PR #1595, opened 2023-06-26
Fix SchemaRegistryClient docs

pko-trackunit:
Fixed few mismached URLs and missing default value for a parameter.

### DIFF
--- a/src/confluent_kafka/schema_registry/schema_registry_client.py
+++ b/src/confluent_kafka/schema_registry/schema_registry_client.py
@@ -437,7 +437,7 @@ class SchemaRegistryClient(object):
             SchemaRegistryError: if subjects can't be found
 
         See Also:
-            `GET subjects API Reference <https://docs.confluent.io/current/schema-registry/develop/api.html#get--subjects-(string-%20subject)-versions>`_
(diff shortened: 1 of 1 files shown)


naxinf:
Hi @pko-trackunit, thanks for raising the PR. I double checked and the two doc URLs you fixed and the one for `lookup_schema()` (should be https://docs.confluent.io/platform/current/schema-registry/develop/api.html#post--subjects-(string- subject)) are indeed incorrect

> Also, it feels like `lookup_schema()` method should not be using an endpoint that "Register a new schema under the specified subject". Unless I am misunderstanding what "lookup" means.

src/confluent_kafka/schema_registry/schema_registry_client.py
```diff
@@ -437,7 +437,7 @@ def get_subjects(self):
             SchemaRegistryError: if subjects can't be found
 
         See Also:
-            `GET subjects API Reference <https://docs.confluent.io/current/schema-registry/develop/api.html#get--subjects-(string-%20subject)-versions>`_
+            `GET subjects API Reference <https://docs.confluent.io/platform/current/schema-registry/develop/api.html#get--subjects>`_
```
naxinf: Let's omit the `/platform` part (which will be added during redirection) of the URl to stay consistent with the rest of URLs in docs

fangnx (approved):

-=-=-

Output the full listing. Match it exactly.

PR #1595, opened 2023-06-26
Fix SchemaRegistryClient docs

pko-trackunit:
Fixed few mismached URLs and missing default value for a parameter.

### DIFF
--- a/src/confluent_kafka/schema_registry/schema_registry_client.py
+++ b/src/confluent_kafka/schema_registry/schema_registry_client.py
@@ -437,7 +437,7 @@ class SchemaRegistryClient(object):
             SchemaRegistryError: if subjects can't be found
 
         See Also:
-            `GET subjects API Reference <https://docs.confluent.io/current/schema-registry/develop/api.html#get--subjects-(string-%20subject)-versions>`_
(diff shortened: 1 of 1 files shown)


naxinf:
Hi @pko-trackunit, thanks for raising the PR. I double checked and the two doc URLs you fixed and the one for `lookup_schema()` (should be https://docs.confluent.io/platform/current/schema-registry/develop/api.html#post--subjects-(string- subject)) are indeed incorrect

> Also, it feels like `lookup_schema()` method should not be using an endpoint that "Register a new schema under the specified subject". Unless I am misunderstanding what "lookup" means.

src/confluent_kafka/schema_registry/schema_registry_client.py
```diff
@@ -437,7 +437,7 @@ def get_subjects(self):
             SchemaRegistryError: if subjects can't be found
 
         See Also:
-            `GET subjects API Reference <https://docs.confluent.io/current/schema-registry/develop/api.html#get--subjects-(string-%20subject)-versions>`_
+            `GET subjects API Reference <https://docs.confluent.io/platform/current/schema-registry/develop/api.html#get--subjects>`_
```
naxinf: Let's omit the `/platform` part (which will be added during redirection) of the URl to stay consistent with the rest of URLs in docs

fangnx (approved):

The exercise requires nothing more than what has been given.